● **DATASET CONTENT**:
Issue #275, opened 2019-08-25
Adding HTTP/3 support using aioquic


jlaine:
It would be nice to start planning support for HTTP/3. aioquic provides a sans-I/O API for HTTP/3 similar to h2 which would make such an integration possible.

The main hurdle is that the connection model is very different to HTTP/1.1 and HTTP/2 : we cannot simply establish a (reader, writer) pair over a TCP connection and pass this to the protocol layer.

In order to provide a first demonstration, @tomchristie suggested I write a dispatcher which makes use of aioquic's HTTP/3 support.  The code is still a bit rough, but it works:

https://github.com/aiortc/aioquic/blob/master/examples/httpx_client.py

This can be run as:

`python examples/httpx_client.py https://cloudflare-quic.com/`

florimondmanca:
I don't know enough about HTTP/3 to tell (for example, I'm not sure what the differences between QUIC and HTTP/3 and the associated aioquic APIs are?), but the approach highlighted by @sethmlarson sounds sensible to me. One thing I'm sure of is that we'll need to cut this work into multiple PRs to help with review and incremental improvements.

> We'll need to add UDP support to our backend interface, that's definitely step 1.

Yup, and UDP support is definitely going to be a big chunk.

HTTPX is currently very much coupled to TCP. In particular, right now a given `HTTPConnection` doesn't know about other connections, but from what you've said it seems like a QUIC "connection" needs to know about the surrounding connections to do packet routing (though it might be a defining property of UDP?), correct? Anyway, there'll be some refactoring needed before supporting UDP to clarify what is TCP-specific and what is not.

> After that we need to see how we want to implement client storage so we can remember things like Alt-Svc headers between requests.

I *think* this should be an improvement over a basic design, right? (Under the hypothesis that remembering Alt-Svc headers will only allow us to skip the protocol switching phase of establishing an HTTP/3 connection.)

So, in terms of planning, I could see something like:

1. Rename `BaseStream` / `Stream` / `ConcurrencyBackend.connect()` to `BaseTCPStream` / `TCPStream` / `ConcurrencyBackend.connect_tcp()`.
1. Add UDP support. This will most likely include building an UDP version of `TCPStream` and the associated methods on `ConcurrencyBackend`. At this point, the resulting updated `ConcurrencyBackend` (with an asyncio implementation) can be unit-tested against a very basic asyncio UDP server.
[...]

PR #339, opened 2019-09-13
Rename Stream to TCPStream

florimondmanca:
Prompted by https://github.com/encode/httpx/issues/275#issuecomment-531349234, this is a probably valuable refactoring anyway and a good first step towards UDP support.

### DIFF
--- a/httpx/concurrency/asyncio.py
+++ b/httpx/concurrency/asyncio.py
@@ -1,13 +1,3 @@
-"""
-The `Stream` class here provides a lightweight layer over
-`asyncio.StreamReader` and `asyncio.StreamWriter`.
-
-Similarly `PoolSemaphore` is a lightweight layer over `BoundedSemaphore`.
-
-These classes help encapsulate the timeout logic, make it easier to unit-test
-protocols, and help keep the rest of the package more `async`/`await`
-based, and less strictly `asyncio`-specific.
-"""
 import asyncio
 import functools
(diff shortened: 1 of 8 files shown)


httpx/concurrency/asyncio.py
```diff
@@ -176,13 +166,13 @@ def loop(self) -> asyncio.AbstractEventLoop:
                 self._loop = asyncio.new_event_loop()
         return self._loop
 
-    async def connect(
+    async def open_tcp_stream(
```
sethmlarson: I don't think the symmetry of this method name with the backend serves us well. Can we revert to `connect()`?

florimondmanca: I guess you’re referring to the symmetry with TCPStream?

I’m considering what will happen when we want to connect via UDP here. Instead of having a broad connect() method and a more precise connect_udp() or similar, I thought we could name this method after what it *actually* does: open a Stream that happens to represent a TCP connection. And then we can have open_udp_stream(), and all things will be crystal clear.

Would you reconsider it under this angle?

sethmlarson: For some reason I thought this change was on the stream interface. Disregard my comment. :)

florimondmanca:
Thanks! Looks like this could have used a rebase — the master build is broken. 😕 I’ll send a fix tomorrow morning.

---

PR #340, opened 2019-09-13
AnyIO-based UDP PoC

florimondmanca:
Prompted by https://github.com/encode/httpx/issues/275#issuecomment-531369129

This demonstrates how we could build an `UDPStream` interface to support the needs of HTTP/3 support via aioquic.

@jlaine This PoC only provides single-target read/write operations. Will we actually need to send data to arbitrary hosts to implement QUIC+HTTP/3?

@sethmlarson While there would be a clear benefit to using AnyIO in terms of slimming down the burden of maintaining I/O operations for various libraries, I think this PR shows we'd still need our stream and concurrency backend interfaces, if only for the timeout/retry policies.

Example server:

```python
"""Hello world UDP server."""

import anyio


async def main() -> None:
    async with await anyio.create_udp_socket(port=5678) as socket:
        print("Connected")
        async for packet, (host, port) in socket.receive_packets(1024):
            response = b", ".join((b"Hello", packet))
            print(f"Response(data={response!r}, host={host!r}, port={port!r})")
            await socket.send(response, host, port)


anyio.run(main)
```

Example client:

---

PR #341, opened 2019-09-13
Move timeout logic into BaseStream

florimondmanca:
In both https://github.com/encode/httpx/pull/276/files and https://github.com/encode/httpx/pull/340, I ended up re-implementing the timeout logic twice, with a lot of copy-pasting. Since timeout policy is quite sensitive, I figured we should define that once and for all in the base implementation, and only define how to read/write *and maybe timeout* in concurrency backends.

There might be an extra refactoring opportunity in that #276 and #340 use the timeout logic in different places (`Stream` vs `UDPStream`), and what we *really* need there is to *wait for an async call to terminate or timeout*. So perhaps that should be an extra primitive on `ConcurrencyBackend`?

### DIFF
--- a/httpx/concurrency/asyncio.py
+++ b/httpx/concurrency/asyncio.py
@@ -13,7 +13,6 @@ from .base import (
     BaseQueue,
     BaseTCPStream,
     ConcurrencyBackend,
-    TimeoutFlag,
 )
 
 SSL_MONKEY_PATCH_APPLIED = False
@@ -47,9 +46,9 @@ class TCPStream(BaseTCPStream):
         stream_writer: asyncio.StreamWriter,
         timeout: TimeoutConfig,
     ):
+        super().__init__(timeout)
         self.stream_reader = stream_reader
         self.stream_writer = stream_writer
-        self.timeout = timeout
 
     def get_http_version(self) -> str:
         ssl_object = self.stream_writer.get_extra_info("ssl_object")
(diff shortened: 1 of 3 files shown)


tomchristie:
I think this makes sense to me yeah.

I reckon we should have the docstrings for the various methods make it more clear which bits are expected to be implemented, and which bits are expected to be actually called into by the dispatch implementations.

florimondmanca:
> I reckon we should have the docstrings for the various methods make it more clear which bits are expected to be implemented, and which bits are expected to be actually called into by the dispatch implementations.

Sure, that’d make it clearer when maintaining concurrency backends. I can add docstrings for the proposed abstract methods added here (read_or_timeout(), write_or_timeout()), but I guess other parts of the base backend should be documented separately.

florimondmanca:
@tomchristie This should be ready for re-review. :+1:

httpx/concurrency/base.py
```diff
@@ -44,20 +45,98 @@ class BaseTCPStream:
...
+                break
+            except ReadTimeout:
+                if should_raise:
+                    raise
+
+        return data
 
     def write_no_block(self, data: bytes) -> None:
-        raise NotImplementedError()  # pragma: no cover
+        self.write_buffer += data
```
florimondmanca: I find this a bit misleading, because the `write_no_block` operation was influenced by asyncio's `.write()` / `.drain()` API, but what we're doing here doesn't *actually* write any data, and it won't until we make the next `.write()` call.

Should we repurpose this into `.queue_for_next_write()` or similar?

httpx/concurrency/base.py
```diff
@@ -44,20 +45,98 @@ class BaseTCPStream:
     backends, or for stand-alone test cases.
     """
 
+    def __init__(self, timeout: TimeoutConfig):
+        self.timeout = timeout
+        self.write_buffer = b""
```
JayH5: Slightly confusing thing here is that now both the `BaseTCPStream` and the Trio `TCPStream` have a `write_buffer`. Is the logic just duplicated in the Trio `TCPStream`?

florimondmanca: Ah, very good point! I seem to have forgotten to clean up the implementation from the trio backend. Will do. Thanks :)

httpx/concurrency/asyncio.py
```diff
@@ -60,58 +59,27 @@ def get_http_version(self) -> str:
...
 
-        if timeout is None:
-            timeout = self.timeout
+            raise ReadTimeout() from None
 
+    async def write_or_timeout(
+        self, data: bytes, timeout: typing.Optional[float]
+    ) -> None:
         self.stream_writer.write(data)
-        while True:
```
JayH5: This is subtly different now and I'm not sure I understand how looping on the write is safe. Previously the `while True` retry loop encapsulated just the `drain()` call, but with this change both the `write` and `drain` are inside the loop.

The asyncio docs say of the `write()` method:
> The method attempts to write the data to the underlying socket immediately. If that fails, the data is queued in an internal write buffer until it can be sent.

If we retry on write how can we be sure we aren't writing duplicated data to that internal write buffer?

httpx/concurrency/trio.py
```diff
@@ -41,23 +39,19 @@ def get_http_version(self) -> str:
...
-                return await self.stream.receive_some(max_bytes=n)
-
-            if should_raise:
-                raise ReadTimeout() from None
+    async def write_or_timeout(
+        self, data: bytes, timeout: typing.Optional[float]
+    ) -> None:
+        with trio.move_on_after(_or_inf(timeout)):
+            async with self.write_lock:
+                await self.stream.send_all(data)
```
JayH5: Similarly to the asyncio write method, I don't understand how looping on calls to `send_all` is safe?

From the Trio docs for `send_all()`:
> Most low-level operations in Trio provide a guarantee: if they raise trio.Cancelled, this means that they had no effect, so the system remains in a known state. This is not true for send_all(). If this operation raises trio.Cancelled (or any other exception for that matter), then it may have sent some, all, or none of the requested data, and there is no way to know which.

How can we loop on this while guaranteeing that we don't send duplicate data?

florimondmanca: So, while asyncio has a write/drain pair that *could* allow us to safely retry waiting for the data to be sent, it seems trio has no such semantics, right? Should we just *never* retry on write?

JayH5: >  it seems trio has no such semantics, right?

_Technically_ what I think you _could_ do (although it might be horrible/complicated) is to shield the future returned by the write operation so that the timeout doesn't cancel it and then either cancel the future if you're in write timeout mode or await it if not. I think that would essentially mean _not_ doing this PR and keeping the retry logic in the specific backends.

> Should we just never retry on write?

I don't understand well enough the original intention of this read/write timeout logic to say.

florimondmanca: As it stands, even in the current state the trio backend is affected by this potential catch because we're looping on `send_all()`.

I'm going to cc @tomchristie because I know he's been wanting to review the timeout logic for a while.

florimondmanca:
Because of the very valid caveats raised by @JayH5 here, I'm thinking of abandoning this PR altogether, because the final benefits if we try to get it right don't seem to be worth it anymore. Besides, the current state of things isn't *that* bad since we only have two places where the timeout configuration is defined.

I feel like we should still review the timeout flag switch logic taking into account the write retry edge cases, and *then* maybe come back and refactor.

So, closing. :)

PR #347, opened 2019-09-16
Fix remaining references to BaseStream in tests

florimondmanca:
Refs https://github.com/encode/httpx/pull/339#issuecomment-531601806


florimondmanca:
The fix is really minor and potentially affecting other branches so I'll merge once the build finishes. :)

● **EXERCISE DIRECTIONS**: The lines above from the one with "In order to" through the one with "Yup, and UDP" are to be duplicated exactly, ends included, with nothing added.

● **ANSWER AREA**:
In order to provide a first demonstration, @tomchristie suggested I write a dispatcher which makes use of aioquic's HTTP/3 support.  The code is still a bit rough, but it works:

https://github.com/aiortc/aioquic/blob/master/examples/httpx_client.py

This can be run as:

`python examples/httpx_client.py https://cloudflare-quic.com/`

florimondmanca:
I don't know enough about HTTP/3 to tell (for example, I'm not sure what the differences between QUIC and HTTP/3 and the associated aioquic APIs are?), but the approach highlighted by @sethmlarson sounds sensible to me. One thing I'm sure of is that we'll need to cut this work into multiple PRs to help with review and incremental improvements.

> We'll need to add UDP support to our backend interface, that's definitely step 1.

Yup, and UDP support is definitely going to be a big chunk.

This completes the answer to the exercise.